Ainda não fui ao Festival Internacional de Cinema da Fronteira

É impressionante a nossa capacidade, como seres humanos, de criar desculpas. Inventamos as mais diversas mentiras para justificar nossas preguiças; ou usamos dos mais estranhos fatos cotidianos como alicerce para não sairmos de casa e depois proferir desculpas vazias. Fato é que eu ainda não fui ao Festival Internacional de Cinema da Fronteira. E isso é vergonhoso.

Por exemplo, no momento em que escrevo essas linhas, é quinta-feira, no caso ontem, caso você esteja agarrado no jornal de sexta. São 16h25min. Eu estava louco para assistir Aurora 1964, mas não fui. A sessão ocorreu às 14h30min. Não fui porque tinha que escrever este texto, este mesmo que você está lendo e achei que não daria tempo. Agora, já percebi que dava tempo, mas criei uma desculpa.

Na quarta-feira, também, num feriado de sol radiante, eu estava ansiado para assistir Yoñlu, mas não fui. Justifiquei a mim mesmo que havia acordado tarde e não sei mais o que lá. Nem eu consigo me convencer. À noite, a sessão de Bio, de Carlos Gerbase, foi indicada diretamente pelo meu amigo Zeca Brito, que disse que eu teria de assistir àquela obra. Mas também não fui. Não lembro ao certo por que. Ainda bem que o Zeca não lê meus textos, só lê os títulos e me critica.

O tempo não está ajudando nesta quinta-feira, mas para quem usa tudo como desculpa, é quase uma sentença. Na sexta-feira, vai fazer sol e eu prometo minha presença. Talvez você esteja com um exemplar do MINUANO lendo ao meu lado, em Santa Thereza, e poderá atestar tal fato. Caso não me conheça, procure pelo jovem judiado de cabelos grisalhos. Tem uma foto ali em cima, no cabeçalho.

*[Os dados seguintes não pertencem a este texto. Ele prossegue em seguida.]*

PR #197, opened 2025-05-13
add vmod metadata 2.0 support

### LINKED ISSUE #196: vmod metadata 2.0 incompatibility
With the release of varnish 7.7.1 and 7.6.3, the json format of the vmod metadata has changed from version 1.0 to 2.0, and is not backwards compatible.

See: https://github.com/varnishcache/varnish-cache/commit/69259780b790fe287c6dad79d412dd1ab1526ec2

This prevents any varnish-rs vmod from properly loading in those versions as varnish rejects them with the error "Syntax != 2.0".

I have created a naive fix for this: https://github.com/dward/varnish-rs/commit/024d00d3c1f636223fce75a993c12733f647f2ed

It's not great as it hardcodes versions that it changed in, but I did not necessarily see a way to detect the requirement otherwise. I can send this as a pull if you like.

dward:
This fixes #196 by adding version detection for the changeover to 2.0


varnish-macros/src/gen_func.rs
```diff
@@ -372,12 +372,23 @@ impl FuncProcessor {
             // This ensures the string is properly escaped and surrounded by quotes
             default = default.to_string().into();
         }
-        let mut json_arg: Vec<Value> = vec![
-            vcc_type.into(),
-            arg_name.into(),
-            default,
-            Value::Null, // spec param is not used at this point
-        ];
+
```
nyurik, line 375: I wonder if this would work?

```rust
let mut json_arg: Vec<Value> = vec![
            vcc_type.into(),
            #[cfg(varnishsys_vmod_meta_1_0)]
            arg_name.clone().into(),
            arg_name.into(),
            default,
            Value::Null, // spec param is not used at this point
        ];
```

dward: @nyurik - That works, though the logic needs to be reversed. I've updated the pull.

varnish-macros/src/generator.rs
```diff
@@ -115,7 +115,12 @@ impl Generator {
     }
 
     fn gen_json(&self) -> String {
-        let mut header: Vec<Value> = vec!["$VMOD".into(), "1.0".into()];
+        let mut version = "2.0";
```
nyurik, line 118: same thing here - we don't want to introduce a mutable variable just because we have conditional compilation.  A better pattern might simply be something like this (if it works):

```rust
let mut header: Vec<Value> = vec![
    "$VMOD".into(),
    #[cfg(varnishsys_vmod_meta_1_0)]
    "1.0".into(),
    #[cfg(not(varnishsys_vmod_meta_1_0))]
    "2.0".into(),
];
```

dward: Yes - that works. Updated!

nyurik: just for completness sake, this pattern also works:

```rust
let version = if cfg!(varnishsys_vmod_meta_1_0) { "1.0" } else { "2.0" };
```

nyurik:
the tests seem to be failing because they need to be re-approved with `just bless`, and this has to be done from inside the docker containers too, i.e. `just docker-run-77` (or whichever versions have changed)

nyurik:
P.S. do let me know if you run into any trouble with accepting test result changes

dward:
@nyurik - Tests are failing on varnish75 because it's somehow sharing the same snapshot path as v7.6. I'm not familiar with insta, if you would like to give me some guidance here 😄

nyurik:
bleh, i just did #198 to make    this PR a bit more reviewable. Once merged, i will merge it into this one, and will fix multi-versioned issue.

nyurik:
I'll need to hack on this a bit more tonight to make it pass the tests

nyurik (approved):

gquintard (approved):

PR #199, opened 2025-05-14
chore: minor nits

nyurik:


varnish-macros/build.rs
```diff
@@ -6,7 +6,7 @@ fn main() {
 
     let ver = std::env::var("DEP_VARNISHAPI_VERSION_NUMBER");
     let (major, minor, patch) = parse_version(&ver.expect("DEP_VARNISHAPI_VERSION_NUMBER not set"));
-    println!("cargo:rustc-env=VARNISHAPI_VERSION_NUMBER={major}.{minor}.{patch}");
+    println!("cargo::rustc-env=VARNISHAPI_VERSION_NUMBER={major}.{minor}.{patch}");
```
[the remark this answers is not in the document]
gquintard: bad AI?

varnish-sys/Cargo.toml
```diff
@@ -16,6 +16,7 @@ readme.workspace = true
 name = "varnish_sys"
 
 [package.metadata.libvarnishapi]
+# FIXME: which version should be set here, and what uses it?
```
gquintard, line 19: it can be used by downstream projects: https://github.com/varnish-rs/vmod-rers?tab=readme-ov-file#all-platforms

options:
- remove it, and scrub the downstream READMEs
- leave it here and replace the FIXME with a more relevant comment

varnish-sys/build.rs
```diff
@@ -19,6 +19,7 @@ impl VarnishInfo {
     fn parse(bindings: PathBuf, varnish_paths: Vec<PathBuf>, version: String) -> Self {
         let (major, minor) = parse_version(&version);
 
+        // >= 7.0 .. < 7.6
```
gquintard, line 22: this is not what the `if` statement says (version 8 is coming)

gquintard (changes requested):

varnish-macros/build.rs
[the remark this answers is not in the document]
nyurik: not bad, just outdated. Single colon was used before

varnish-sys/Cargo.toml
nyurik: this is not the way to do it. There is a proper link-based system.

Define the name using `links`:

https://github.com/varnish-rs/varnish-rs/blob/f870c7bebaebc9f5c5aa5ee4308dbb8f1df880ca/varnish-sys/Cargo.toml#L4

Set any values using `cargo::metadata` in the build script:

https://github.com/varnish-rs/varnish-rs/blob/f870c7bebaebc9f5c5aa5ee4308dbb8f1df880ca/varnish-sys/build.rs#L83

Using the env var in any build script downstream:

https://github.com/varnish-rs/varnish-rs/blob/f870c7bebaebc9f5c5aa5ee4308dbb8f1df880ca/varnish/build.rs#L5

varnish-sys/build.rs
nyurik: ???  the current `if` statement says exactly that, unless i can't read code (which is possible...)

gquintard: you are correct, **I** can't read code

varnish-sys/Cargo.toml
nyurik: sure, but we can do it afterwards, as this is all versioned - and that's what versions are for :)

gquintard: yes, but I'd rather not add a `FIXME` asking for information that you now have :-)

nyurik: of course - i will remove it :)

BTW, the only realistic way to get that value AFTER the binary is built is to create some temporary file in the output:

```rust
// build.rs
fn main() {
    let version = std::env::var("DEP_VARNISHAPI_VERSION_NUMBER").unwrap();
    
    let out_dir = std::env::var("OUT_DIR").unwrap();
    let dest_path = std::path::Path::new(&out_dir).join("../../../build_metadata.json");
    std::fs::write(
        dest_path,
        format!(r#"{{"varnish_version":"{version}"}}"#)
    ).unwrap();
}
```

gquintard (approved):

PR #202, opened 2025-06-02
[just][ci] choose varnish version to install

gquintard:


Cargo.toml
```diff
@@ -9,7 +9,7 @@ members = ["varnish", "varnish-macros", "varnish-sys", "varnish/tests/vmod_test"
 #
 #
 # !STOP!  Update the version in the varnish dependencies below!!!
-version = "0.5.0"  ## <<<----- ! STOP !!!
+version = "0.5.1"  ## <<<----- ! STOP !!!
```
nyurik, line 12: i guess that `STOP` message is not visible enough :(

gquintard: not really, specially because I wasn't trying to release, but just to get the CI to pass, so I didn't stop to look around.

I would be easier if all the same versions were in the same spot, it'd make things a lot clearer and visible I think

nyurik:
This was merged as part of #203

PR #222, opened 2025-07-11
Ci fixes

gquintard:


gquintard:
sounds good to me, but now I'm confused, who installs `cargo`? is that `taiki-e/install-action@v2`?

.github/workflows/ci.yml
```diff
@@ -19,6 +19,9 @@ jobs:
     runs-on: ubuntu-latest
     steps:
       - uses: actions/checkout@v4
+      - &stable_rust
```
nyurik, line 22: nooooo!  no magical YAML please!  esp because github might not support some of it.  KISS!  Copy pasting a single line is OK, and makes it readable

Fato é que, assim como eu, muitas pessoas também criam desculpas para não sair do lugar. Seja muito sol ou muita chuva, estamos sempre tentando criar uma barreira que nos mantenha nessa inércia. Hoje, é sexta-feira, ainda não fui ao Festival Internacional de Cinema da Fronteira, mas eu irei. E você, por favor, faça como eu e compareça. Não crie desculpas e aproveite essa grande oportunidade cultural que nos brinda em todos os novembros em Bagé.